Chinese Character Sets - Teradata Database

International Character Set Support

Product
Teradata Database
Release Number
15.10
Language
English (United States)
Last Update
2018-09-25
dita:id
B035-1125
lifecycle
previous
Product Category
Teradata® Database

Teradata supplies several multibyte character sets to support Simplified Chinese and Traditional Chinese on mainframe and network-attached clients.

Each character set uses a specific encoding form to distinguish single-byte characters from multibyte characters.

 

Character Set

Description

Encoding Form

SCHEBCDIC935_2IJ

Simplified Chinese (IBM CCSID 935) for mainframe clients.

EBCDIC Shift-Out/Shift-In.

Shift-out character 0x0E and shift-in character 0x0F bracket each string of double-byte characters.

TCHEBCDIC937_3IB

Traditional Chinese (IBM CCSID 937) for mainframe clients.

SCHGB2312_1T0

Simplified Chinese (mixed GB2312) for network-attached clients.

Extended UNIX Code (EUC) composed of two code sets: cs0 for single-byte characters and cs1 for double-byte characters.

TCHBIG5_1R0

Traditional Chinese (Big5) for network-attached clients.

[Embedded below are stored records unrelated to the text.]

Issue #5891, opened 2025-01-02
(PRIMA) Incorrect size allocation in spread intrinsic


jinangshah21:
MRE :
```fortran
program temp
    integer :: A(2) = [1,2]
    integer :: npt = 3
    print *, spread(A, dim=1, ncopies=npt)
end program temp
```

Value of first byte in sequence distinguishes single-byte characters from double-byte characters.

SCHINESE936_6R0

Simplified Chinese (mixed GB2312) for network-attached clients.

Value of first byte in sequence distinguishes single-byte characters from double-byte characters.

TCHINESE950_8R0

Traditional Chinese (Big5) for network-attached clients.

Value of first byte in sequence distinguishes single-byte characters from double-byte characters.

To determine whether a Chinese character is valid in an object name:

1 Find the text file on the documentation CD or on the Web at http://www.info.teradata.com/ that maps the character set to UNICODE.

2 In the text file, find the Unicode character to which the client character in question maps.

3 Find the file that identifies valid Unicode characters, UOBJNEXT.txt, available on the Teradata User Documentation CD and at http://www.info.teradata.com.

4 If the Unicode character appears in the file that is applicable to your system, you can use the client character that maps to it in an object name.

Character data entered using Chinese client character sets should be stored in columns defined as Unicode. The UNICODE server character set requires two bytes of storage per character so that a CHAR(5) CHARACTER SET UNICODE field occupies 10 bytes of storage.

Given the 64000 byte limit on column size, a column cannot exceed 32000 characters. Furthermore, the combination of character data and other data types cannot exceed the 64000 byte limit on row size.